What to produce => Please print the full listing exactly.
=== Section Start ===
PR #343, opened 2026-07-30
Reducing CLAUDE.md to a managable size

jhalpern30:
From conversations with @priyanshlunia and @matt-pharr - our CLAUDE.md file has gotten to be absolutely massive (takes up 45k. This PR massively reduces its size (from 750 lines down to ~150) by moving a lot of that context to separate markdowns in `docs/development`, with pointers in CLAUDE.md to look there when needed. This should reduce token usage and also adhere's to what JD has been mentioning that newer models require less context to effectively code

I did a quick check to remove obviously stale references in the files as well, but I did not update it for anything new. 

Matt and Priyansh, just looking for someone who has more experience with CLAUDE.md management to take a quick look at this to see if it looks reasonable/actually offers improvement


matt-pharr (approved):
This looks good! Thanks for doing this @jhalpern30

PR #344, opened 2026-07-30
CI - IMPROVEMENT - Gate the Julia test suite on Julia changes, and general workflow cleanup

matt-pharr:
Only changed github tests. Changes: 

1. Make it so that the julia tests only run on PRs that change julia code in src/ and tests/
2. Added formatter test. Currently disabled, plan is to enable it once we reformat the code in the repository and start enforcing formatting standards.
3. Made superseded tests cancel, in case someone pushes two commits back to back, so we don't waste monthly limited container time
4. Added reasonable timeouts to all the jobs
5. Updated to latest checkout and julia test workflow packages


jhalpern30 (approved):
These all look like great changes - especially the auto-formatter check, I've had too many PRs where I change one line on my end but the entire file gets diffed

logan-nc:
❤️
=== Section End ===
Answer to this exercise =>
PR #343, opened 2026-07-30
Reducing CLAUDE.md to a managable size

jhalpern30:
From conversations with @priyanshlunia and @matt-pharr - our CLAUDE.md file has gotten to be absolutely massive (takes up 45k. This PR massively reduces its size (from 750 lines down to ~150) by moving a lot of that context to separate markdowns in `docs/development`, with pointers in CLAUDE.md to look there when needed. This should reduce token usage and also adhere's to what JD has been mentioning that newer models require less context to effectively code

I did a quick check to remove obviously stale references in the files as well, but I did not update it for anything new. 

Matt and Priyansh, just looking for someone who has more experience with CLAUDE.md management to take a quick look at this to see if it looks reasonable/actually offers improvement


matt-pharr (approved):
This looks good! Thanks for doing this @jhalpern30

PR #344, opened 2026-07-30
CI - IMPROVEMENT - Gate the Julia test suite on Julia changes, and general workflow cleanup

matt-pharr:
Only changed github tests. Changes: 

1. Make it so that the julia tests only run on PRs that change julia code in src/ and tests/
2. Added formatter test. Currently disabled, plan is to enable it once we reformat the code in the repository and start enforcing formatting standards.
3. Made superseded tests cancel, in case someone pushes two commits back to back, so we don't waste monthly limited container time
4. Added reasonable timeouts to all the jobs
5. Updated to latest checkout and julia test workflow packages


jhalpern30 (approved):
These all look like great changes - especially the auto-formatter check, I've had too many PRs where I change one line on my end but the entire file gets diffed

logan-nc:
❤️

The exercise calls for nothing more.